Vegetable Spring Rolls with Sweet Cilantro SauceRecipe posted in: Flex™ Meals & Snacks, Snacks, Healthy Sides & Snacks, Lunches & Dinners
These spring rolls are packed with nutrient-dense, vibrant veggies (and mouthwatering mango!) and bursting with flavor. We love that they’re so versatile—enjoy them as a between-meal snack or as a side to any of your favorite Nutrisystem meals. Our favorite thing about these spring rolls, though, is that you aren’t limited to using only the veggies listed in this healthy recipe. Pack in some red peppers and leafy greens like we did for an added nutrient boost, or add a little crunch to your spring roll with some shredded carrots. Some of our vegetarian readers have even suggested adding in a half cup of steamed tofu or unsalted edamame for an added protein boost (a half cup of either of these options counts as one PowerFuel on Nutrisystem). Either way, we’re pretty sure you’ll love these spring rolls.

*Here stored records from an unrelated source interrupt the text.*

PR #417, opened 2021-10-21
Somehow this file made it through, though now it causes clang-format …

pcf000:
…failures.  Fix it.


pcf000:
A separate pull request because mine is entirely external and this file is internal.

krzysz00 (approved):
Not sure how that happened, maybe this was the few weeks we weren't doing the clang-format checks

PR #418, opened 2021-10-22
Add resnext101 benchmark configs

jerryyin:
This PR is used for regression test.

1st commit add resnext101 configs according to [here](https://confluence.amd.com/pages/viewpage.action?spaceKey=MLSE&title=Convolution+Models+Performance+Optimization#ConvolutionModelsPerformanceOptimization-Resnext101_32x4d,PytorchNVexample,FP16BS256).

Once test is complete, I will revert 2nd commit cfcb8b3 and merge just so that we also keep the catalog of configs in the first commit.


jerryyin:
We have a full pass in tuning/testing against all resnext101 configs, [here](http://rocmhead.amd.com:8080/blue/organizations/jenkins/mlir/detail/PR-418/10/pipeline).

Reverting d4321cf now

krzysz00 (approved):
I don't see any issue adding this file so that resnext benchmarks/testing will be easier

And don’t even get us started on that sauce!
Calories per Serving: 208
On Nutrisystem, Count As: 1 SmartCarb, 1 Vegetable and 3 Extras
- 2 rice papers
- ½ cup mango, sliced into ¼-in thick strips
- ½ cup bean sprouts
- 1/4 cup yellow corn
- ¼ cucumber, peeled and sliced into ¼-inch thick strips
- ½ cup shredded red cabbage
- Cilantro Sauce
- ¼ cup cilantro
- ¼ cup plain nonfat Greek yogurt
- 1 packet of stevia all natural sweetener
- Blend cilantro, yogurt and stevia until smooth. Set aside.
- Place rice paper wrapper into water until it is soft and pliable (~15-20 seconds).
- Remove rice paper wrapper and place onto a wet towel.
- Place mango, bean sprouts, cucumber, corn and cabbage in the middle of the wrappers.
- Roll up the paper halfway, over the fillings. Fold the sides. Keep rolling the paper into a tight log to seal.
- Serve immediately with the cilantro sauce.